Hanns-G HL245 review
By Robin Morris | PC Advisor | Published: 17:30, 12 April 2011
Many a flat panel manufacturer frequently lures us with offers of screens high on style, but which turn out to be poorly equipped when it comes to actual capabilities.
Hanns-G, though, goes for a rather more realistic approach. Indeed, in its own press release it acknowledges that the new HL245 makes no fashion statements. And this certainly isn’t a screen that will resonate long in the memory of passers-by.
The nicest way to describe it would be ‘functional’. Less flattering terms would include ‘chunky’ and ‘blocky’, its styling less than beautifully curved. It is relatively slender (another beneficiary of LED technology), measuring 20mm at its slimmest point – a good 6mm fatter than the waif-like BenQ V920, but still 4mm better than the (itself relatively thin) BenQ G2222HDL.
The monitor stand is rather plain, offering a modicum of tilt but little else besides. DVI and standard analogue are included, but there is no HDMI.
Perhaps the essential point about the Hanns-G HL245 is that here is a model with a vast 23.6in screen, capable of a resolution of 1920x1080. And yet it costs a mere £136.
But this price tag isn’t without its compromises. The menu system seems relatively simple at first glance. And there’s a reason for that, it is simple. While most monitors regale us with long lists of settings, the Hanns-G HL245 keeps it strictly to the basics. So brightness and contrast are covered. You also get sharpness, and there’s a choice of colour modes too. But that’s about it, which does make it difficult to hit the right balance on this screen.

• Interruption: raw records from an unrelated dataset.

Issue #1221, opened 2015-06-29
DaysBetween: Improve triggering


moollaza:
I tried a few queries this morning and none of them triggered the IA. It turns out "sept" doesn't not work but "sep" does when specifying the short form for "September".

Also, the only trigger that seems to work right now is "days between". So "number of days between" and "number of days from A to B" don't work, but definitely should!

Let's improve this one :+1: 

------
IA Page: https://duck.co/ia/view/days_between

Bujiraso:
I made a pull request for the extra triggers. Handling the short version of September like you asked is something I'm interested in doing but not sure how to accomplish. It looks like it's being parsed by another library or function, would I have to edit that or should the handling be added in this IA?

mintsoft:
@Bujiraso The date handling is through our shared Role: https://github.com/duckduckgo/zeroclickinfo-goodies/blob/master/lib/DDG/GoodieRole/Dates.pm if it's updated here, then all goodies using it get the same benefit!

Bujiraso:
I'll have a crack at that, too, then!

moollaza:
I just noticed that we also don't support "how many days between" as a valid trigger, we should definitely support that as well!

Bujiraso:
I'll add that trigger next time I have a few minutes and send a pull request for it.

@mintsoft, have we come to a decision as to the changes on the Dates role? I know you said you were taking a look at it in #1294, so let me know if you have any ideas but since it's less of a quick fix than originally thought, I'll not be forging ahead on it on my own -- at least not until the expected functionality is neatly pinned down.

mintsoft:
@Bujiraso not completely as of yet, the conclusion I came to was that relative statements such as "next $x", "last $x", "tomorrow", "yesterday" should always be relative to today, whereas ambiguous statements like "december" should be relative to the first unambiguous date in the set. Something along those lines anyway.

Bujiraso:
@mintsoft, no worries. I also found it needs more pondering than code and just wanted to mention that I'm not actively hacking at it.

moollaza:
This looks to be fixed!

PR #1594, opened 2015-09-18
DaysBetween - Added another trigger

Bujiraso:
As requested in #1221, added the "how many days between" trigger.


mintsoft:
Cool; thanks for the work @Bujiraso

PR #1597, opened 2015-09-22
Password: Fixes #1565

### LINKED ISSUE #1565: Password: Hard to trigger
It would great to expand the triggering for this IA. I couldn't figure out how to trigger it until I found the IA page, which a random user probably wouldn't do.

Some queries I tried:

- generate password
- generate strong password
- generate random password
- password generator
- random password generator
- random strong password
- random password 16 characters
- create random password

-----
IA Page: https://duck.co/ia/view/password

cinlloc:
A simple fix, maybe not sufficiently filtering triggers. Let me know what you think about it... 

-----
IA Page: https://duck.co/ia/view/password

### DIFF
--- a/lib/DDG/Goodie/Password.pm
+++ b/lib/DDG/Goodie/Password.pm
@@ -19,7 +19,7 @@ topics 'cryptography';
 zci answer_type => 'pw';
 zci is_cached   => 0;
 
-triggers start => 'password', 'random password', 'pw', 'random pw', 'pwgen';
+triggers startend => 'password', 'random password', 'generate password', 'generate random password', 'password generator', 'pw', 'random pw', 'pwgen';
 
 use constant MAX_PWD_LENGTH => 64;
 use constant MIN_PWD_LENGTH => 8;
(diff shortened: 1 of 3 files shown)


lib/DDG/Goodie/Password.pm
```diff
@@ -19,7 +19,7 @@ topics 'cryptography';
 zci answer_type => 'pw';
 zci is_cached   => 0;
 
-triggers start => 'password', 'random password', 'pw', 'random pw', 'pwgen';
+triggers startend => 'password', 'random password', 'generate password', 'generate random password', 'password generator', 'pw', 'random pw', 'pwgen';
```
moollaza: @cinlloc we can keep this to `start` unless we expect these words to appear at the end of a mult-word query (which might not be ideal)

lib/DDG/Goodie/Password.pm
```diff
@@ -49,13 +49,11 @@ my $strengths = join('|', keys %pw_strengths);
 
 handle remainder => sub {
 
-    my $query = shift;
-
-    return if ($query && $query !~ /^(?<fw>\d+|$strengths|)\s*(?<sw>\d+|$strengths|)$/i);
```
moollaza: this is still needed to ensure the query matches our expectation. We can't assume that any query that matches our triggers above is a valid query for this IA. For example "password test" now triggers this IA and returns a random password, which isn't good

t/Password.t
```diff
@@ -91,6 +83,87 @@ ddg_goodie_test(
...
+    ),
+    'random password strong 15' => test_zci(
+        qr/.{15} \(random password\)/,
+        structured_answer => {
+            input     => ['15 characters', 'high strength'],
+            operation => 'Random password',
+            result    => qr/^.{15}$/
+        }
+    ),
     'password 65' => undef,
```
moollaza: we should add some more examples that shouldn't trigger such as `password`, `password strength`, etc

cinlloc: Ok for adding non-passing tests, but I think `password` should still trigger IA, shoudn't it?

moollaza:
@cinlloc thanks for updating, apologies for the delay. I've set this up for deployment to Beta and will review it shortly.

We appreciate your patience!

moollaza:
@cinlloc this LGTM :+1:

Neither is the control panel itself quite as logical and easy to operate as it might first seem. Despite having few advanced settings, we were still left frustrated during our travels through the menu system. This isn’t helped by the fact that the buttons were a little uncomfortable to press and unresponsive.
We might have been spoiled by the Star Trek-style combinations of lights and touch-controlled sensors that pass for control panels on many a screen nowadays, but the Hanns-G HL245’s system could certainly have been better executed.
So the Hanns-G HL245 doesn’t fare particularly well when it comes to looks, features or setup options. But does it succeed on image quality?
Well, yes, in some respects it does. For general PC use, it works fairly well, just as long as it’s set to the native 1920x1080 resolution, it isn’t particularly effective at scaling down. You’ll definitely want to dim the brightness, as the glare is a little too much for most tasks – in practice, we felt the need to cut the brightness by almost half.
Viewing angles are slightly tricky, and you won’t want to be moving around too much. However, the Hanns-G HL245 is capable of clear and non-fuzzy text, and can certainly handle office applications and web surfing competently. The colour palette is also rich enough to show pictures in style. You won’t get the glorious shades and depth of more expensive screens, but for those putting money before quality, the HL245 is a more than adequate everyday flat panel.
We wouldn’t recommend it for watching movies either. This is a shame given its relatively large size, but even with brightness turned to full, and the X-Contrast feature activated (which supposedly increases the contrast ratio from 1000:1 to a credibility-defying 15,000,000:1), the screen wasn’t good at bringing out colour depth.
Gloomy sequences in Inception and The Dark Knight lacked detail, with most greyer shades blending into an amorphous black. Lighter scenes, on the other hand, often felt a little too bright and shrill.
Overall, films needed far more bite. Gaming was better, with the 5ms response time proving up to the demands of fast-moving arcade titles, although again darker titles perhaps lacked subtlety of colour.